## What to work on
Every line of the entries with the word "refactored" in it should be shown.

## Records for this exercise
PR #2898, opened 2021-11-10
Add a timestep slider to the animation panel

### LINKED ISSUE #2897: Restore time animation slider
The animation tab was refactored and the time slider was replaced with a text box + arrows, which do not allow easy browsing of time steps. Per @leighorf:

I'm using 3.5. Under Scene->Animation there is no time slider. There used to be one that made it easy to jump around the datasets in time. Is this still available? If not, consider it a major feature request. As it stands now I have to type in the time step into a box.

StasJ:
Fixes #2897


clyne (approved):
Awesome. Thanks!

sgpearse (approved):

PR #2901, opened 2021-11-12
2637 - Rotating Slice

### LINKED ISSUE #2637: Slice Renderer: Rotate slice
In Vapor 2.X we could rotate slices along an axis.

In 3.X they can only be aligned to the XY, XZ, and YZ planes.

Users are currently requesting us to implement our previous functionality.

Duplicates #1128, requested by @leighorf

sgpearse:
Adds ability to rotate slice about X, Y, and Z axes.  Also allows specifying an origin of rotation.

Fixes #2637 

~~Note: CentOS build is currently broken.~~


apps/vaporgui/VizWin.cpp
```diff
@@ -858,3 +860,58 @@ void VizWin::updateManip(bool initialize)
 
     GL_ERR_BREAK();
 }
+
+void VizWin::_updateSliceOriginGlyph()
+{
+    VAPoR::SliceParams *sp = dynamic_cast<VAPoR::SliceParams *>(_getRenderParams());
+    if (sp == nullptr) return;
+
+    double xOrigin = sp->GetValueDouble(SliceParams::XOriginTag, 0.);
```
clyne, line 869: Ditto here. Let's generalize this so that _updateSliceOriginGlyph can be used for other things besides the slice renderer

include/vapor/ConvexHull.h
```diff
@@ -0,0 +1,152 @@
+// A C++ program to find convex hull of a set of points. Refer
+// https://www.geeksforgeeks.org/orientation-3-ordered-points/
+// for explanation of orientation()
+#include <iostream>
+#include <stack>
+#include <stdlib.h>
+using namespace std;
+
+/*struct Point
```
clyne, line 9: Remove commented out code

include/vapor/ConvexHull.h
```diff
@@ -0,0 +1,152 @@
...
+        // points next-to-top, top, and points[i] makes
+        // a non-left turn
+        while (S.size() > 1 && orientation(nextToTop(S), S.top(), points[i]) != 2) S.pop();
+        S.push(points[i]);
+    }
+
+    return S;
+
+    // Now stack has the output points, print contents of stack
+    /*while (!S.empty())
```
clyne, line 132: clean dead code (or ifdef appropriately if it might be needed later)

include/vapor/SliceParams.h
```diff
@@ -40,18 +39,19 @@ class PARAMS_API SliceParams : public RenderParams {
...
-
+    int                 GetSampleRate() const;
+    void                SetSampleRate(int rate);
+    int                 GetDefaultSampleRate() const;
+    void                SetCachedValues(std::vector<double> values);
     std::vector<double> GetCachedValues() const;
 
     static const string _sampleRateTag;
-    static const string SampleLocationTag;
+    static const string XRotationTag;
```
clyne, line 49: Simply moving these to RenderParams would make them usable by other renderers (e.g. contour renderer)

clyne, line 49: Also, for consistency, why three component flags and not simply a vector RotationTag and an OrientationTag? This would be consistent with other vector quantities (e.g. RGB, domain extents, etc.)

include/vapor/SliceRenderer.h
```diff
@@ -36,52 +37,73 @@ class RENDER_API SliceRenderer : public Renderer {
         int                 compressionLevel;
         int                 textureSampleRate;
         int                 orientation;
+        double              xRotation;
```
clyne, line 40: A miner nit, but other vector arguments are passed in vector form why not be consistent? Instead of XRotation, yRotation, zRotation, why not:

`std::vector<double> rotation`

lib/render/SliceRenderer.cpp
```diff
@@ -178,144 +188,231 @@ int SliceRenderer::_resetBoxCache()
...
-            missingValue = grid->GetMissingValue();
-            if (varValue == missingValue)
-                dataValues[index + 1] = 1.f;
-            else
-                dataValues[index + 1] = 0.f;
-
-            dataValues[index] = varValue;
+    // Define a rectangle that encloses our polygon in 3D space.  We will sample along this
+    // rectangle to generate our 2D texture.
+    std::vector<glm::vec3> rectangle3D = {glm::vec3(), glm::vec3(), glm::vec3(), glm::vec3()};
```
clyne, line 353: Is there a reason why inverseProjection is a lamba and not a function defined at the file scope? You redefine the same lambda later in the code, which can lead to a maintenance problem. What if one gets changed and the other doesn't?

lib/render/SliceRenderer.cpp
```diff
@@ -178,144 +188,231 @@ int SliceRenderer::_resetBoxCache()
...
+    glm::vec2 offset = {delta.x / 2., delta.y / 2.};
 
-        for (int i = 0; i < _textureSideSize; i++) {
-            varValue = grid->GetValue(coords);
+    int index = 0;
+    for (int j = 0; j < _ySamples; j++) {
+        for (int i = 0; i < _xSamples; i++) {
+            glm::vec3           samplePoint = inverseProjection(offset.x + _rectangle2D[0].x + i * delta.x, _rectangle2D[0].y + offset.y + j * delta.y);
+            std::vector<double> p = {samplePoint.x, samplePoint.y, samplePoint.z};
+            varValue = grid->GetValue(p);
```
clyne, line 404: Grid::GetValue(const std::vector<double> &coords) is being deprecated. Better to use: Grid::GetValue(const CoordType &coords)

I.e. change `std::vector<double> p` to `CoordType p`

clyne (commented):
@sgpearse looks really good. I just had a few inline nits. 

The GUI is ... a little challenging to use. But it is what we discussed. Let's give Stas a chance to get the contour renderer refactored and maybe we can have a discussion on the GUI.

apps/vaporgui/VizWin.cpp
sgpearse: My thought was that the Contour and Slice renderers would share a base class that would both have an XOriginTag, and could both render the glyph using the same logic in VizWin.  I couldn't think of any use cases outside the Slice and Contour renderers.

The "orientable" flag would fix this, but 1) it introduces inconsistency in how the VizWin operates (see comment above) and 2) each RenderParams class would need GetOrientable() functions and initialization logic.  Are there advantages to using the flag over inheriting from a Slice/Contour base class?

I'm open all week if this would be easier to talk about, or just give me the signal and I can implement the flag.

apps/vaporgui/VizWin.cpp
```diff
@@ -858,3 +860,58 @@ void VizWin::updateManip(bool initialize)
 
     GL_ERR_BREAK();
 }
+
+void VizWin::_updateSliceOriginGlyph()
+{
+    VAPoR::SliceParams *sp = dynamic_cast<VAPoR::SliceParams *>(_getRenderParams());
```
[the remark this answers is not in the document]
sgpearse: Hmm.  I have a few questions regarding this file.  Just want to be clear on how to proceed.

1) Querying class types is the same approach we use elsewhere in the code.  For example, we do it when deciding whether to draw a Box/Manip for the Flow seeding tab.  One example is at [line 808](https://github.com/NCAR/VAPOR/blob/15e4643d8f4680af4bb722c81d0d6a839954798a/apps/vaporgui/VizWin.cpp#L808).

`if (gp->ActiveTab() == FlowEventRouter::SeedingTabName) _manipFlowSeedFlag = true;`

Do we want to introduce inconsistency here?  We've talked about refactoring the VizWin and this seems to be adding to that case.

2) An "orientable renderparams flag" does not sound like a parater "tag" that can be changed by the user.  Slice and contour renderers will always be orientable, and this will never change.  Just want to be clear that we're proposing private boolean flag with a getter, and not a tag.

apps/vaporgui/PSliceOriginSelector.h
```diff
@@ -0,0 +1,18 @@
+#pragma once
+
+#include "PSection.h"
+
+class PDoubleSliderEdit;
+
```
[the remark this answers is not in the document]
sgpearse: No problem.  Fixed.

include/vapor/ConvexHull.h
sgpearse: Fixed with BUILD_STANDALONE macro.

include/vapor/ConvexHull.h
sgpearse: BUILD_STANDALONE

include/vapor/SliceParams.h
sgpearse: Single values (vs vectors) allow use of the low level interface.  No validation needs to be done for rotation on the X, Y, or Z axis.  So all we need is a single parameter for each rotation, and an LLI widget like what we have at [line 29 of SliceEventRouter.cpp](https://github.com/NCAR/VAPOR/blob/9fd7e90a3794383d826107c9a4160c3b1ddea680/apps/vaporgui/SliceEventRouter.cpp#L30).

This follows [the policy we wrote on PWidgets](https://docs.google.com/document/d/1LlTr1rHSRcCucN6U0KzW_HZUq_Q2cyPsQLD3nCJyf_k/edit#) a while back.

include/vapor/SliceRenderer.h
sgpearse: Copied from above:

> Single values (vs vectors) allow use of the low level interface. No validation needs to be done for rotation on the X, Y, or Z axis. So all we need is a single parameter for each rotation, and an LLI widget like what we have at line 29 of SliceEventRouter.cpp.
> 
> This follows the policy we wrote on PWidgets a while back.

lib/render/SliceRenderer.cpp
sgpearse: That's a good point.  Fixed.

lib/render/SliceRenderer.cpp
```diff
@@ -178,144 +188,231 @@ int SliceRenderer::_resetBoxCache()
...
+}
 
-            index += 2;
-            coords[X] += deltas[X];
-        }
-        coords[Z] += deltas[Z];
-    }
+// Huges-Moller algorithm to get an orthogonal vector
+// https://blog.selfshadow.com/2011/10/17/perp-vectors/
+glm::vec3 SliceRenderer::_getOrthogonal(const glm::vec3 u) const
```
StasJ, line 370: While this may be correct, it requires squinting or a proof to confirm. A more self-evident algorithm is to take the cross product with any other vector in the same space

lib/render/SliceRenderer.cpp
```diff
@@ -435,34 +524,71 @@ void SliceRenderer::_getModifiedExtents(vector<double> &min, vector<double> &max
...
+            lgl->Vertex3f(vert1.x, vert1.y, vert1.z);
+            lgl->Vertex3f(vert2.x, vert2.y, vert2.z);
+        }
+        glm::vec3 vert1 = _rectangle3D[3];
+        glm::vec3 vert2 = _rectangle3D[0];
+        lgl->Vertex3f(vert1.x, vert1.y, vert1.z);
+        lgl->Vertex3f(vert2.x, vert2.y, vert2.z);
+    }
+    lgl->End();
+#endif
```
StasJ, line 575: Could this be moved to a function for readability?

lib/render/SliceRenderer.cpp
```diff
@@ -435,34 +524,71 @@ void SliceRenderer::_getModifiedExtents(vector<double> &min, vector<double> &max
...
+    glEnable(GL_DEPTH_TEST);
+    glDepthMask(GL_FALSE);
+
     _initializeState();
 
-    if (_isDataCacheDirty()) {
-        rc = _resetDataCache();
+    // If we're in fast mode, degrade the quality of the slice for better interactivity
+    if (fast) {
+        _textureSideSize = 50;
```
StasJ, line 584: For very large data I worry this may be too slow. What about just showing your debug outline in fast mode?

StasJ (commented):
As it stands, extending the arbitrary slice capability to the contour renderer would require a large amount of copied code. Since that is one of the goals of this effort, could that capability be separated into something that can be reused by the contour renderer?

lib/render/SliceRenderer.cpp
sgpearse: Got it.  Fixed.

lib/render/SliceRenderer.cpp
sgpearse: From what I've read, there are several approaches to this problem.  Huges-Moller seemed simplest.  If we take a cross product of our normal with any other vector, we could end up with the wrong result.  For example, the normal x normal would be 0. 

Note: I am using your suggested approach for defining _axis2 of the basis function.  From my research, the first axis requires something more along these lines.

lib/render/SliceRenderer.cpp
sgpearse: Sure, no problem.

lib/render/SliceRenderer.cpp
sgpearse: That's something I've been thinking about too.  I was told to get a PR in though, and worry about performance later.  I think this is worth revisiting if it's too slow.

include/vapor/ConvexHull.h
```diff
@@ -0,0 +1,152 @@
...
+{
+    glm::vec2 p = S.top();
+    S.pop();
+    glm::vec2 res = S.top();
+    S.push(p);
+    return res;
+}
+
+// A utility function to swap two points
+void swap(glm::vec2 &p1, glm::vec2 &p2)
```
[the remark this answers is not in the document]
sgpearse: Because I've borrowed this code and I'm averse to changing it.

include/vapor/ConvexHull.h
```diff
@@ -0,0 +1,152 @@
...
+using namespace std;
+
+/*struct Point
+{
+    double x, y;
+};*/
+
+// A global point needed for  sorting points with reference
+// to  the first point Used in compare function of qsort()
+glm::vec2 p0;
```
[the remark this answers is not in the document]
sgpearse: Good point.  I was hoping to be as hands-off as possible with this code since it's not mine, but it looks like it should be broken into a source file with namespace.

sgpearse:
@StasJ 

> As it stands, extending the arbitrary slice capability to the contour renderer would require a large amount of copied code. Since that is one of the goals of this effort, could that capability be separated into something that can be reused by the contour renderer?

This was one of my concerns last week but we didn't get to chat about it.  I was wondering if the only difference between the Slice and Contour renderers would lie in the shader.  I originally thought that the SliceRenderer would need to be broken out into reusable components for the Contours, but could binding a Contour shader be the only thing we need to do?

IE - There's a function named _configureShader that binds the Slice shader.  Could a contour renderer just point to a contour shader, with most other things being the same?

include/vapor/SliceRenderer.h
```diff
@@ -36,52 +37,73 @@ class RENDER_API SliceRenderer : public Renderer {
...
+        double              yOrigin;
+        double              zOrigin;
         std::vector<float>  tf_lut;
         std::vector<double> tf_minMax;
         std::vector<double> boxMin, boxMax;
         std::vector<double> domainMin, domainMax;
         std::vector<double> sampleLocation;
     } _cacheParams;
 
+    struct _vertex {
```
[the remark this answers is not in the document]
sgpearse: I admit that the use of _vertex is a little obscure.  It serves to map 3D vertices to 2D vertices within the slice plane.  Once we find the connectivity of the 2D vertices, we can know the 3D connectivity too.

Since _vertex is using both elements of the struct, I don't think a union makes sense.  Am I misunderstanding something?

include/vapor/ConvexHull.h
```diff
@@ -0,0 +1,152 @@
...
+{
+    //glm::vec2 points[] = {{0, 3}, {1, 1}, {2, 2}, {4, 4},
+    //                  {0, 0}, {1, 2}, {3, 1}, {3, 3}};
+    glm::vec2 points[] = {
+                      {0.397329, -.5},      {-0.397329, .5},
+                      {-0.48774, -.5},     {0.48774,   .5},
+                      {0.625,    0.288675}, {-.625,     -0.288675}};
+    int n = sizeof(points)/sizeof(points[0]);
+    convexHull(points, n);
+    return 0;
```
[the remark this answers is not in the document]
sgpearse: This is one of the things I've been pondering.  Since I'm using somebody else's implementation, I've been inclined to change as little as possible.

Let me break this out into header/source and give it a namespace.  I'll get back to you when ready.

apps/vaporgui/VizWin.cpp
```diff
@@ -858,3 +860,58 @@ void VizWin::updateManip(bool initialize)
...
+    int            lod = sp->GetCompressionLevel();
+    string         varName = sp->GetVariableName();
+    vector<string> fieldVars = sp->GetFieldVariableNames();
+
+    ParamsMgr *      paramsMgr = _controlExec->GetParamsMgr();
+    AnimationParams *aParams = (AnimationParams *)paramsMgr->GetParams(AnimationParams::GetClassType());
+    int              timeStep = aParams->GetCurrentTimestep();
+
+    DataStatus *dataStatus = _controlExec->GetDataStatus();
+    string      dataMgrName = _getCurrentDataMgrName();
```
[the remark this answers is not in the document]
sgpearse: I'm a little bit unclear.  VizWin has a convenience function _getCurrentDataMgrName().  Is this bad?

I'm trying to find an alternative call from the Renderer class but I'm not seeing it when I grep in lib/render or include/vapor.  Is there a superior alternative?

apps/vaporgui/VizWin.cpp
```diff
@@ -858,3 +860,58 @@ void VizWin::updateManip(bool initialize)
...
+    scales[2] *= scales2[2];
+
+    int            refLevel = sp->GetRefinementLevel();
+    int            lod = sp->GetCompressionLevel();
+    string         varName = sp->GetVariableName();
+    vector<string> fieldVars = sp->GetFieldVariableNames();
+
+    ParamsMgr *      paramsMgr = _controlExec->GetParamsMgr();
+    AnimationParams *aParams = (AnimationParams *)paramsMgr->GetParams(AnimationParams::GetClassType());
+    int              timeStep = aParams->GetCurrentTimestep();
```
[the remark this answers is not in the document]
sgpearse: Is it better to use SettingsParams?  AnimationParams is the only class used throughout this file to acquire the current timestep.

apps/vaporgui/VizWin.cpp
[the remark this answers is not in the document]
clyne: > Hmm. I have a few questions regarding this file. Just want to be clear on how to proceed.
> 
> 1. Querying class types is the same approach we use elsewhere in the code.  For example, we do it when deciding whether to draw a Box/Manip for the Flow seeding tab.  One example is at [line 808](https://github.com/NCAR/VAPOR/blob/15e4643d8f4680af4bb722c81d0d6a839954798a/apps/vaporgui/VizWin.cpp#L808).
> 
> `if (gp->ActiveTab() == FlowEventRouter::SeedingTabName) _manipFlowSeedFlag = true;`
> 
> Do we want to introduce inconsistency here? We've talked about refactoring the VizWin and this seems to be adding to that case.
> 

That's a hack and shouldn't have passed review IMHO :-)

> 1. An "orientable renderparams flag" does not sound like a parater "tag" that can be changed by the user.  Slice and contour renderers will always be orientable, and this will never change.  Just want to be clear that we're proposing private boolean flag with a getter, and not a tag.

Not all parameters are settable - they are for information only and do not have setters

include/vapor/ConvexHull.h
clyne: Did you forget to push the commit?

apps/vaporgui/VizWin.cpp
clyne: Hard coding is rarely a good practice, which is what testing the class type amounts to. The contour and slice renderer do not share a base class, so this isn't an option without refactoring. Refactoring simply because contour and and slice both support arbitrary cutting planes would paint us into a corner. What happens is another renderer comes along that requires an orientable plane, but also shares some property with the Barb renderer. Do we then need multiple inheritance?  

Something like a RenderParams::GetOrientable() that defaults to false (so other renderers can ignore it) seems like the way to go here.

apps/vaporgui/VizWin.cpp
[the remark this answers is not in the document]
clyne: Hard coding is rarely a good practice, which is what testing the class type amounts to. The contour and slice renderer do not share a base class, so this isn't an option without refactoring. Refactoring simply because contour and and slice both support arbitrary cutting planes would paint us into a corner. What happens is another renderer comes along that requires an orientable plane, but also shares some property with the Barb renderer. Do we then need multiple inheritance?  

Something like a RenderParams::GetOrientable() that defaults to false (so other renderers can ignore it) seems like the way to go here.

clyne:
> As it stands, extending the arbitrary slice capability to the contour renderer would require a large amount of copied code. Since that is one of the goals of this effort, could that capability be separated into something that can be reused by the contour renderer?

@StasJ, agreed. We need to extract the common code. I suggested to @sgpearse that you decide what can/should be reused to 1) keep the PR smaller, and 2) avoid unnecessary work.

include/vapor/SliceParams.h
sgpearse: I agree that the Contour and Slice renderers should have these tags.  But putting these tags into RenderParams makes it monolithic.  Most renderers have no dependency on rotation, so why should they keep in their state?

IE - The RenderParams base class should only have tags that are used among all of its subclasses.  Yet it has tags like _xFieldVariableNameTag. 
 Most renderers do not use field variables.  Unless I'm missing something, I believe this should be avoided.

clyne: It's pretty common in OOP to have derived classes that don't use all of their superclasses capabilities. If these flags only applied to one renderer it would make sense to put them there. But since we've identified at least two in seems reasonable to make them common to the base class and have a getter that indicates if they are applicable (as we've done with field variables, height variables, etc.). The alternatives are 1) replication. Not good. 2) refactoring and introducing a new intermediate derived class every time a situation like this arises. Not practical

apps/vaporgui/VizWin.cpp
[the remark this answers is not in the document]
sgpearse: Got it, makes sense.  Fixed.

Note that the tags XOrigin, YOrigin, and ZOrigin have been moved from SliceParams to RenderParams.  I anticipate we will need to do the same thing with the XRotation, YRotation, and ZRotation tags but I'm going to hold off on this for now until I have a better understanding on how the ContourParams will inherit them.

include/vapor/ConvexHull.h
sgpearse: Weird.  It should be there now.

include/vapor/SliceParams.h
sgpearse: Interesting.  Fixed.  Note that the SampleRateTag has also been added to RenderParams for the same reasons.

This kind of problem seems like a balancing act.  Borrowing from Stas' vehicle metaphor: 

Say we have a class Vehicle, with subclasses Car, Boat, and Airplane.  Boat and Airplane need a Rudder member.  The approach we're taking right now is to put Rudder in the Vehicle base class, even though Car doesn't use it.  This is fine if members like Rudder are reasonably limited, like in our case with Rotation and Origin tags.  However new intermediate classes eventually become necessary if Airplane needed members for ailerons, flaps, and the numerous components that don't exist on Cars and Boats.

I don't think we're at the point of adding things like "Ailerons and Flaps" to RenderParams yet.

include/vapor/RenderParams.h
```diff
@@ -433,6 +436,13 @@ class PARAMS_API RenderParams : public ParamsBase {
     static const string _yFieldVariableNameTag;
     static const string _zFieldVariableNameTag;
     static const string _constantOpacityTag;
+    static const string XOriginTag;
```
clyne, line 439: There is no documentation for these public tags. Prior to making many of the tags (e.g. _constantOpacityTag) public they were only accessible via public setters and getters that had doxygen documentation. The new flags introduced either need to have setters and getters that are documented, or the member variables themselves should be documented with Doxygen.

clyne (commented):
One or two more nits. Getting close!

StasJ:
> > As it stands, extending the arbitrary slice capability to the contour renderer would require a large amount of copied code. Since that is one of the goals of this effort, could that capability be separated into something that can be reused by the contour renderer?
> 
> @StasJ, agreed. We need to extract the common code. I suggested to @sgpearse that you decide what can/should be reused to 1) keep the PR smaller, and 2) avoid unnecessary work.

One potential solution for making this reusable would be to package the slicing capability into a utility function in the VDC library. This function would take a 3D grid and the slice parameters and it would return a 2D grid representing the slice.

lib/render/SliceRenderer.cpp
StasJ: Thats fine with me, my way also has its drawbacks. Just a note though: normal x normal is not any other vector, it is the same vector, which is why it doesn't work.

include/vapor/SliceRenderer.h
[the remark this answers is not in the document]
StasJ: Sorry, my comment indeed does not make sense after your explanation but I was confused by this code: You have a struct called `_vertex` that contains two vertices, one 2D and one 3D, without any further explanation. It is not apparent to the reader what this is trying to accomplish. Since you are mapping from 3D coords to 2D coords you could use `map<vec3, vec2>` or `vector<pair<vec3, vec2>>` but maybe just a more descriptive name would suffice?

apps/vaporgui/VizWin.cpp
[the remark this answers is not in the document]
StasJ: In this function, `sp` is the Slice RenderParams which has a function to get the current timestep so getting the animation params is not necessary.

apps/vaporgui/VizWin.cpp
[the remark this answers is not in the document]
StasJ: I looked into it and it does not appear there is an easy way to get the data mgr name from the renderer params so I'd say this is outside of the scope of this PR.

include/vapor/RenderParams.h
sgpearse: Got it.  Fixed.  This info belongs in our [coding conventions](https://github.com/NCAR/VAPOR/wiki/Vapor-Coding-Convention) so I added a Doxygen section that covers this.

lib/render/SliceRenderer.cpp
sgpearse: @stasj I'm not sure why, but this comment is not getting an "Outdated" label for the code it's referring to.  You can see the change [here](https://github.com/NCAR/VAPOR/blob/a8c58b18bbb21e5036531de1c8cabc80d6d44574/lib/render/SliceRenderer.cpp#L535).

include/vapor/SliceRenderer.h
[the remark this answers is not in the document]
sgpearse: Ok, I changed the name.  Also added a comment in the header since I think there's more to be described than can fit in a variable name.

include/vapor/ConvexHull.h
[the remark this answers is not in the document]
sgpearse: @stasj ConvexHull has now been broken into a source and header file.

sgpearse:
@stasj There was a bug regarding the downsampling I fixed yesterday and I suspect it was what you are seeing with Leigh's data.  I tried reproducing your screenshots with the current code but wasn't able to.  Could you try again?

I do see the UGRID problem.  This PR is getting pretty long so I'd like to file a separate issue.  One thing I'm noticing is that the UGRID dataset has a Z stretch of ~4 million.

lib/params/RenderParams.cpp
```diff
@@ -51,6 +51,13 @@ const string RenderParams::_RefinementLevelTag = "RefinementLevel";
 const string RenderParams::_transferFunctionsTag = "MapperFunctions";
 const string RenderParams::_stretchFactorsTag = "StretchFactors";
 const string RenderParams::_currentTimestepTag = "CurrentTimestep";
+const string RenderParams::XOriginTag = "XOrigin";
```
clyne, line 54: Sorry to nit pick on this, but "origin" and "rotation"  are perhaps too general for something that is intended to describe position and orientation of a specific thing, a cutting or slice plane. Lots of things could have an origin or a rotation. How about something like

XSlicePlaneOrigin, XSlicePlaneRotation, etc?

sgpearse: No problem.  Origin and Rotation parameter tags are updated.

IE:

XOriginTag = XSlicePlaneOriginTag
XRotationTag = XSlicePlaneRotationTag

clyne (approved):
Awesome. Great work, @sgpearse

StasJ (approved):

## The completed task
The animation tab was refactored and the time slider was replaced with a text box + arrows, which do not allow easy browsing of time steps. Per @leighorf:
The GUI is ... a little challenging to use. But it is what we discussed. Let's give Stas a chance to get the contour renderer refactored and maybe we can have a discussion on the GUI.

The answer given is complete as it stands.